EXERCISE DETAILS
Some lines in the entries contain the word "activator". Copy all of them.

ENTRIES PROVIDED
====================
PR #172, opened 2019-04-17
Toolbar icons

georgiashay:
Made toolbar have login/logout, import/export icons when screen is small
Made the class search resize to fit on small screens
Added scrollbar if the class search can't fit the filters (I know we have disliked scroll bars in the past, so if this looks terrible we should remove it, it's the last commit)

### DIFF
--- a/.gitignore
+++ b/.gitignore
@@ -2,6 +2,4 @@ node_modules
 dist
 .idea
 .babelrc
-.package-lock.json
-package-lock.json
 *~
--- a/build/webpack.config.dev.js
+++ b/build/webpack.config.dev.js
@@ -43,7 +43,8 @@ module.exports = (env) => {
         template: 'index.html',
         inject: true
       }),
-      new webpack.DefinePlugin({ 'process.env.APP_URL': JSON.stringify(env.APP_URL) })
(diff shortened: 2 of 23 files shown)


npfoss:
I'm too tired, and this is noncritical for MVP, sorry... I do appreciate it though and will take a look later.

georgiashay:
don't merge this yet something is wrong with it

georgiashay:
image

georgiashay:
This should be ready to merge now

wishdasher:
The search bar is no longer set with the right side of the screen. Is this intentional, and if so, why?

georgiashay:
Not intentional - thought it was at the right side last night but I’ll take a look later today

npfoss:
oh, dammit, sorry I didn't catch that. thanks for noticing.

I just tried the simple solution of adding a `<v-spacer>` and that wasn't sufficient fyi

georgiashay:
This is what it looks like for me

image

wishdasher:
image

wishdasher:
I think you have to zoom out a bit.

georgiashay:
I think this is because of the resizing of said searchbar on small screens that I added.  Will look into this

npfoss:
This is now fixed, for the record

PR #177, opened 2019-04-18
A bunch of small styling changes

wishdasher:


src/components/ImportExport.vue
```diff
@@ -19,6 +19,8 @@
             outline
             label="Road name"
             clearable
+            v-if="dialog"
```
npfoss: why do we need this?

src/components/Auth.vue
```diff
@@ -1,38 +1,44 @@
...
 </template>
 
 <script>
-import Vue from 'vue'
-import UAParser from "ua-parser-js"
-var DATE_FORMAT = "YYYY-MM-DDTHH:mm:ss.SSS000Z"
+import Vue from 'vue';
+import UAParser from "ua-parser-js";
+var DATE_FORMAT="YYYY-MM-DDTHH:mm:ss.SSS000Z";
+var FIREROAD_LINK="https://fireroad-dev.mit.edu";
```
npfoss: I think this line got caught in a merge from somewhere else, it's no longer needed.

src/components/Requirement.vue
```diff
@@ -30,10 +36,29 @@
...
+          style="padding-left: 0.2em; padding-right: 0em;"
+          v-if="'reqs' in req && hoveringOver"
+          @mouseover = "iconHover = true"
+          @mouseleave = "iconHover = false"
+          @click.stop = "$emit('click-info', $event)"
+          small
+          :color = "iconColor"
+        >
+          info
+        </v-icon>
```
npfoss: I appreciate that this is above the bar now so it doesn't change size when you hover

src/components/ImportExport.vue
npfoss: oh, is it so the autofocus behaves properly?

src/pages/MainPage.vue
```diff
@@ -87,6 +87,7 @@
           v-model = "searchInput"
           placeholder = "Add classes"
           slot = "activator"
+          autofocus
```
npfoss: I just had the idea to add this to draw attention to the way you add classes!

src/components/Semester.vue
```diff
@@ -1,19 +1,27 @@
...
-          </b>
-          Units: {{semesterInformation.totalUnits}}
-          Est. Hours: {{semesterInformation.expectedHours.toFixed(1)}}
+          <span style="width: 6em; display: inline-block;">
+            <b>
+              {{semesterType}}
+              <v-hover>
+                <span slot-scope = "{ hover }" @click = "changeYear" :class = "hover && 'hovering'">
+                  {{semesterYear}}
+                </span>
```
npfoss: This is much better than the green highlight

src/components/Auth.vue
```diff
@@ -1,38 +1,44 @@
 <template>
-  <v-layout row align-baseline>
-    <v-btn v-if = "!loggedIn" outline round color = "primary" @click="loginUser">
+  <v-layout row align-center>
+    <v-btn v-if="!loggedIn" outline round color="primary" @click="loginUser">
```
npfoss: Why remove all the spaces around `=`s? Honestly I have no idea what standard linters do but I always thought space around assignment `=` signs was easier to read.

src/components/ImportExport.vue
wishdasher: [Yeah](https://stackoverflow.com/questions/51472947/vuetifys-autofocus-works-only-on-first-modal-open)

src/components/Auth.vue
wishdasher: I'm not sure what standard linters do either, but the examples [here](https://vuejs.org/v2/style-guide/) don't use the spaces. A close parallel I'm familiar with is props for React components, which don't use the spaces either (`<Blah prop={x} />`).

I personally removed them because my code editor doesn't do syntax highlighting correctly for the stuff inside the `""` unless those spaces aren't there.

wishdasher:
Your fixes look good too! I will continue to make small tweaks but probably in a separate PR.

src/components/Auth.vue
wishdasher: Ah, I agree that normal assignment operators shouldn't have them though. I'll go through and try to reverse those cases.

npfoss: Oh, yeah, I left this comment in a bad place. I totally agree for things like this, because they're like keyword arguments. Should have chosen an assignment line

npfoss: And also a lot of conditionals have `a===b`, which I think is nonstandard

wishdasher: lgtm (commit 659189e)

npfoss: oh, no, there are more, I thought it would be a quick regex match thing but there were a lot that didn't pick up and I'm trying to go to bed :P

wishdasher: oops :disappointed_relieved:

npfoss: it looks like a lot of it happened in this commit: b6d9fe5ebcad07c60ef92fe778d2ef9f93e18838

so you might be able to just rebase it out. there were some other good changes in there though so it might be a pain either way

src/components/Auth.vue
```diff
@@ -375,29 +368,30 @@ export default {
...
               tabs.push(this.tabID);
               this.$cookies.set("tabs", JSON.stringify(tabs));
             }
           } else {
             this.$cookies.set("tabs", JSON.stringify([this.tabID]));
           }
         } else {
-          if(this.$cookies.isKey("tabs") && (tabs=JSON.parse(this.$cookies.get("tabs"))).length) {
+          // TODO: look into whether this = sign is acting correctly?
+          if (this.$cookies.isKey("tabs") && (tabs = JSON.parse(this.$cookies.get("tabs"))).length) {
```
npfoss: @georgiashay

PR #190, opened 2019-04-19
Show fewer lines for class cards on wider screens

wishdasher:
When the screen is wider, class titles generally fit onto the cards.
image
image


wishdasher:
The cards may look small, but the vertical real estate is nice.

npfoss:
It looks pretty good in your screenshot, but it make my computer look like this by default...
image

It's probably better to err on the side of more room since people can always collapse past semesters

wishdasher:
This was intentional, for the full-width screen to generally only show two lines because most class titles aren't so long. I feel like more vertical space is useful, especially when you're dragging around things to plan lots of future semester as a freshman.

npfoss:
Maybe the solution is that this becomes our first adjustable setting ("compact mode"), because I'm hesitant to make the default something that renders `/Introduction to .*/` and `/Fundamentals of .*/` unreadable, especially if the intended beneficiaries are freshmen:
image

We wanted to add other settings eventually anyways, like dark mode, etc

wishdasher:
I like the settings idea. Also, on Firefox and some other browsers, the long words should have auto-hyphentation. For some reason, Chrome is behind on this feature,

georgiashay:
Maybe it would be better if the x button didn't take up the whole left hand side, and words could wrap underneath it as well?

georgiashay:
Do you think it would be possible to programmatically figure out a shorter title to display?  Or at least remove Introduction and other generic words?

venkatesh-sivaraman:
That's a really slick idea, and probably could be done with a simple list of replacements. I'd definitely opt for "Fun of Programming" on my road over "Fundamentals of Programming", lol. I still think the title sizes could in general be smaller, regardless of tile size - right now the title font is bigger than the semester headings.

If you'd like to actually make the settings menu and have a "compact mode", I wonder if you could have three different sizes like Gmail does with the default/comfortable/compact modes. That could change the tile size, text size, and spacing between and within tiles.

npfoss:
Those all seem like good ideas to me. It also might just be better to reduce the padding on both the headers and the body of the `v-expansion-panels` because we don't lose information that way. I just spent a few minutes trying to do this and it would look good if I could target the right things but unfortunately the only way I've had success with so far is `.container.lighten-3.fluid.grid-list-md.grey`...

PR #198, opened 2019-04-23
Open search on click

georgiashay:
Not sure most of the props are actually being used correctly (input-activator is supposed to be for v-inputs, not v-text-fields), but it only looks/behaves right with them like this.

Conflict on close-on-click, unexpected behavior both ways
* If true, then you can close by clicking, then keep typing and it won't open until you click again
* If false, then you can't close by clicking (which I think is more intuitive)

Could solve either of these by going back to the v-model of showSearch, but this seems to be what was preventing it from working properly in the first place.


georgiashay:
Thought that functionality wasn't removed, I'll see what happened there

georgiashay:
Ok, tried to wrestle with the props again but they're just not meant for this.  Moved the text field outside of the menu, which means it has to be positioned using jquery ( :( ).  But it also means that we don't have to use the activator slot and rely on vuetify's definition of "has been activated" and instead added functions to open the menu explicitly when the user types or when it is clicked. 

Lots of merge conflicts since this comes from before the toolbar stuff and the linter, but I'll fix it

georgiashay:
Lots of errors in the linter but I'm not sure which ones are from my PR - how are we handling this currently?

ttpcodes:
There's a number of `linter` PRs that are still open, so I don't think we have a flow even ready to handle this. I guess the best we can do right now is to make sure that between `master` and this PR, that the number of errors hasn't somehow gone *up*.

georgiashay:
Hmm I think maybe the number of errors went up by like 20ish but I couldn't tell what they were from.

npfoss:
I think the solution may be to merge a bunch of the outstanding things and start using Travis for a baseline and make sure Travis-checked PRs never increase the error count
====================
COMPLETED EXERCISE
           slot = "activator"
Not sure most of the props are actually being used correctly (input-activator is supposed to be for v-inputs, not v-text-fields), but it only looks/behaves right with them like this.
Ok, tried to wrestle with the props again but they're just not meant for this.  Moved the text field outside of the menu, which means it has to be positioned using jquery ( :( ).  But it also means that we don't have to use the activator slot and rely on vuetify's definition of "has been activated" and instead added functions to open the menu explicitly when the user types or when it is clicked. 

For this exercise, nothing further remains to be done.